▶ _EXERCISE_: Look through the data below for the line with "private final String stripeVersion;" and the line with "public String getApiKey()", then output those two and all lines in between, exactly as written.

▶ _EXTRACTED MATERIAL_:

- - - - - - -

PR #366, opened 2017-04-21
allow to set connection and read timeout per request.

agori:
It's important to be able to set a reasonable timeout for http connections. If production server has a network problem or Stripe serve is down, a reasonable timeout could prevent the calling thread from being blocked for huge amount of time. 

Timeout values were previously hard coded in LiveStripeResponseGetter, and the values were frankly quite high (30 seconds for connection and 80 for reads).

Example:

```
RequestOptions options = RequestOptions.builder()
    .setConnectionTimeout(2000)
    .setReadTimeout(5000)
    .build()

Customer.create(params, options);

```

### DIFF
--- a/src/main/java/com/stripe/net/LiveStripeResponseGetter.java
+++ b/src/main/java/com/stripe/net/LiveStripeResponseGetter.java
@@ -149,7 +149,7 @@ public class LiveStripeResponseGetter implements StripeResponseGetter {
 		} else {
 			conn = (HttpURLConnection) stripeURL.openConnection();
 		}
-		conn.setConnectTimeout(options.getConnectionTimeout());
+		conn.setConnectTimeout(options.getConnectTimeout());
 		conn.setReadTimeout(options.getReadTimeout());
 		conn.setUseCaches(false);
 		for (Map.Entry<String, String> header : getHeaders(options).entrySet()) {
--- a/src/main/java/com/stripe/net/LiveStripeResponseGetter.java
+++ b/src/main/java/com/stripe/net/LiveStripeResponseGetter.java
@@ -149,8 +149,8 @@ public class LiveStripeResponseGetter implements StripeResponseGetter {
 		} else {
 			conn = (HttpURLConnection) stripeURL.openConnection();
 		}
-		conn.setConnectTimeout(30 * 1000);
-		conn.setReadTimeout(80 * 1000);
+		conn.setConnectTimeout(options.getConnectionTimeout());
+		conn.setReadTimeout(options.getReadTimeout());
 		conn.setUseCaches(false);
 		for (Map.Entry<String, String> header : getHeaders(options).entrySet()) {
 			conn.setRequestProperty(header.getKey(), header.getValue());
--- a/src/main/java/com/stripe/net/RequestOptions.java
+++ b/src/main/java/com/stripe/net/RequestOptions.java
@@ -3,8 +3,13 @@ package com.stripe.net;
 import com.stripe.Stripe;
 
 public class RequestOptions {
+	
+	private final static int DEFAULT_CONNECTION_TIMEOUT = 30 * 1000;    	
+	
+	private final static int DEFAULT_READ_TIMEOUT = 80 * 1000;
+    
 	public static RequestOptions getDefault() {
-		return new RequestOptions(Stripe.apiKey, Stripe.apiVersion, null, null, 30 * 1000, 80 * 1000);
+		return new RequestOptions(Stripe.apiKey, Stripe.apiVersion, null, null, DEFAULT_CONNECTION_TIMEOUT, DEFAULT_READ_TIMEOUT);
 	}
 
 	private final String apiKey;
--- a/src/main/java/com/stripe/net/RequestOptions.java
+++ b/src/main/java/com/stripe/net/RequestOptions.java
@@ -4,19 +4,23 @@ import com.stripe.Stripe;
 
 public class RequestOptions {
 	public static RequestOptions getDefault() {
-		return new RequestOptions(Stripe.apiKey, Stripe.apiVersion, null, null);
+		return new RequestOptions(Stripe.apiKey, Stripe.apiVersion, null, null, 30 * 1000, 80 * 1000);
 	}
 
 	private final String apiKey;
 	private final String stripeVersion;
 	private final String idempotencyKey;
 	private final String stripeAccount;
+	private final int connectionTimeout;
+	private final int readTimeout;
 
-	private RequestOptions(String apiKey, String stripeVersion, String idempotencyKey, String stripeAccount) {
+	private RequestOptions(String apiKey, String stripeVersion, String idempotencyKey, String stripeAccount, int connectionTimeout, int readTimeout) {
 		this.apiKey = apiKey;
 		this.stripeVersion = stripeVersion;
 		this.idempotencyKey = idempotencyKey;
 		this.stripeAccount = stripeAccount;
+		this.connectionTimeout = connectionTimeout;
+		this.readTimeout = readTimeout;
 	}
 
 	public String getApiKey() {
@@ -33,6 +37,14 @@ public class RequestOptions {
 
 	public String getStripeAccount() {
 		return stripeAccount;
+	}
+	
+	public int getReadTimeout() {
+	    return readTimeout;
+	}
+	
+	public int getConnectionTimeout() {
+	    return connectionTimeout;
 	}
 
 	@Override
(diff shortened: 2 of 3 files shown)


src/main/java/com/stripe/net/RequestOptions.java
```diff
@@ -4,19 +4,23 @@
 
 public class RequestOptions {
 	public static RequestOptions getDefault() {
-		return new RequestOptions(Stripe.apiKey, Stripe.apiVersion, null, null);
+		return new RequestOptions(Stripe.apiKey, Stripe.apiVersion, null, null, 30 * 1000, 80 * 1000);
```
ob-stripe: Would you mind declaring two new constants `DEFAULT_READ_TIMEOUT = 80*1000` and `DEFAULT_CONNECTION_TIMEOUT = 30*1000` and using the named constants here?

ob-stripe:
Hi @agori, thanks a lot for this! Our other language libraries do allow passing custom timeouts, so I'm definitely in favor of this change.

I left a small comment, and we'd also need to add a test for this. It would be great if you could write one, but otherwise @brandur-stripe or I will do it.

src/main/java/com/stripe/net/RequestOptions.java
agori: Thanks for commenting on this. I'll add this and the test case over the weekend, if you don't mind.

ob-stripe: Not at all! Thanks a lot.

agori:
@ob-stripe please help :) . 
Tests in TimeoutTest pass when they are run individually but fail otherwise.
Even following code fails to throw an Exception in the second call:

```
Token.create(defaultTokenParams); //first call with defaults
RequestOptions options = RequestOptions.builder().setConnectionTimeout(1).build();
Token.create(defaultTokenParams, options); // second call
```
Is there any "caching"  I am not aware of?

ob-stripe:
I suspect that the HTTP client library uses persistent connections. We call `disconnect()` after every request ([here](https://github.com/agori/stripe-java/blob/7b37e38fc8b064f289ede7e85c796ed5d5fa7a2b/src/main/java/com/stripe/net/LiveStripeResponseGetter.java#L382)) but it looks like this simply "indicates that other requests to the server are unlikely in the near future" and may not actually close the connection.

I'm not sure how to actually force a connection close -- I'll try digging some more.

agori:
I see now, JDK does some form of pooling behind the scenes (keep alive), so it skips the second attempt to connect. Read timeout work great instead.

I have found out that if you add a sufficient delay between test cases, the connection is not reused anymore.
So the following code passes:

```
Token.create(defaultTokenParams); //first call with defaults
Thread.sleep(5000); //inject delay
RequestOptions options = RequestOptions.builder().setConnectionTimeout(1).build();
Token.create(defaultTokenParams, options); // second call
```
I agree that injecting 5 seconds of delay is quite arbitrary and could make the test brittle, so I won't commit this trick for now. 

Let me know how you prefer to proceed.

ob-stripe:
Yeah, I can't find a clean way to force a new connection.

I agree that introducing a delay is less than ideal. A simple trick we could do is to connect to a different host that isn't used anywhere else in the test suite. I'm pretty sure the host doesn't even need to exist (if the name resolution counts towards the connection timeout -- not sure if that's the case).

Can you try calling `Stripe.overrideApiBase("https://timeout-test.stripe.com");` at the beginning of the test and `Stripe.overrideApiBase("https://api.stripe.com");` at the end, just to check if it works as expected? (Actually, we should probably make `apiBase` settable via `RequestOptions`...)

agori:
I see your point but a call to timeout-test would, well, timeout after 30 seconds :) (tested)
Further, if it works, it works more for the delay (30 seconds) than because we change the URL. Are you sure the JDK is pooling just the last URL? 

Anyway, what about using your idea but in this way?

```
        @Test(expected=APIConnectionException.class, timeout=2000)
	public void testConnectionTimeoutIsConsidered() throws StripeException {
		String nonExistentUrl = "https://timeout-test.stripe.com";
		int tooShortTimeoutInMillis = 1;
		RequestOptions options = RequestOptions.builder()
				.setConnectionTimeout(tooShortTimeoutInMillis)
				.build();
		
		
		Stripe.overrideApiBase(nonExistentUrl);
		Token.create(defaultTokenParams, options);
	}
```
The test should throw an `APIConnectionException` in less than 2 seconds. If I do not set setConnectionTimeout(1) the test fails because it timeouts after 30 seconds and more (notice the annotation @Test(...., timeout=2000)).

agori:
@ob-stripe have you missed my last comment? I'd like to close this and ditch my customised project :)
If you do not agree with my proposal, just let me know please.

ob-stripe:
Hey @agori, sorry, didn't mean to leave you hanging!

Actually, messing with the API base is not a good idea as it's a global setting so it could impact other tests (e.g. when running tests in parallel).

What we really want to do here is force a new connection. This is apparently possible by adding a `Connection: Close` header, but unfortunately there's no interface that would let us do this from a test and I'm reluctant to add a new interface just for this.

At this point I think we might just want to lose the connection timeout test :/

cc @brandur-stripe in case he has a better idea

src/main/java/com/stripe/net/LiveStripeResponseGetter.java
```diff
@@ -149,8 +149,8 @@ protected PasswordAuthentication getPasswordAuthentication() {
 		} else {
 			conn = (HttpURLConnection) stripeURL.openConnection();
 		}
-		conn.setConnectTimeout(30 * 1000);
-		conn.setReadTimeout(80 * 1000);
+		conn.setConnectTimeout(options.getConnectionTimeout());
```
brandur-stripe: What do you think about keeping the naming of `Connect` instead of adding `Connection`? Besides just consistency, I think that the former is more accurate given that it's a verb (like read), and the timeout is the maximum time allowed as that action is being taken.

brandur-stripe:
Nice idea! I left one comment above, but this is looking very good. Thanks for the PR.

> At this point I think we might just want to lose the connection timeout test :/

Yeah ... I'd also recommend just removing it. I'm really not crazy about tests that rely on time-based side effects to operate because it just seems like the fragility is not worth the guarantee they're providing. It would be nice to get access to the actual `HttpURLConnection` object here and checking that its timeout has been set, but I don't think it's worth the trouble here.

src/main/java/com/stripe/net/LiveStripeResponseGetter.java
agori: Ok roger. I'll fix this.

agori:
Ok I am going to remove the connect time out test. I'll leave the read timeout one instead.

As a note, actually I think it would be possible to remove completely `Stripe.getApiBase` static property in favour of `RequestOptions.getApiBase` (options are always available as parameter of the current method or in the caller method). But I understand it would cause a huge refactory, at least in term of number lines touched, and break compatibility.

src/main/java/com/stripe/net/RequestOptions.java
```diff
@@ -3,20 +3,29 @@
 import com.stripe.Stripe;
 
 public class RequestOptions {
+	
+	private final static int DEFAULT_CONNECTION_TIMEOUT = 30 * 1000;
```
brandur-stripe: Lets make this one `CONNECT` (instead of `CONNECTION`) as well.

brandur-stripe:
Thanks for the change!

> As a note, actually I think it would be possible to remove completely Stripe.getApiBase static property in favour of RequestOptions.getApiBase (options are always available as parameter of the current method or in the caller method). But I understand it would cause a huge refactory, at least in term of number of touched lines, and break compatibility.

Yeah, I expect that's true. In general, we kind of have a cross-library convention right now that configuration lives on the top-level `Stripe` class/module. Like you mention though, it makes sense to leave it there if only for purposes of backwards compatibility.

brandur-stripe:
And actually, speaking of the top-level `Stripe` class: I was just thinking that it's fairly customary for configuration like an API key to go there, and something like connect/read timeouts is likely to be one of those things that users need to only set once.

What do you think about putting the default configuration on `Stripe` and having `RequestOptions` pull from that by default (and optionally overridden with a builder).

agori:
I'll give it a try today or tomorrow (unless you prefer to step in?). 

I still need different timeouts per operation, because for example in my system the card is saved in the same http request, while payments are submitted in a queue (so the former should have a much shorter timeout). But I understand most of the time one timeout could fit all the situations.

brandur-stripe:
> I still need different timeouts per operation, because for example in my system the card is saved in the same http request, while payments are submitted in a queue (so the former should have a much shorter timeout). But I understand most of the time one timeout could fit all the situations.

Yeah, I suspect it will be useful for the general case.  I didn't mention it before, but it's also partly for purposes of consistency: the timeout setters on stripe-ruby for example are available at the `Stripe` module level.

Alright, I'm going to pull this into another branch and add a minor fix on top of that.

- - - - - - -

▶ _TASK ANSWER_:
 	private final String stripeVersion;
 	private final String idempotencyKey;
 	private final String stripeAccount;
+	private final int connectionTimeout;
+	private final int readTimeout;
 
-	private RequestOptions(String apiKey, String stripeVersion, String idempotencyKey, String stripeAccount) {
+	private RequestOptions(String apiKey, String stripeVersion, String idempotencyKey, String stripeAccount, int connectionTimeout, int readTimeout) {
 		this.apiKey = apiKey;
 		this.stripeVersion = stripeVersion;
 		this.idempotencyKey = idempotencyKey;
 		this.stripeAccount = stripeAccount;
+		this.connectionTimeout = connectionTimeout;
+		this.readTimeout = readTimeout;
 	}
 
 	public String getApiKey() {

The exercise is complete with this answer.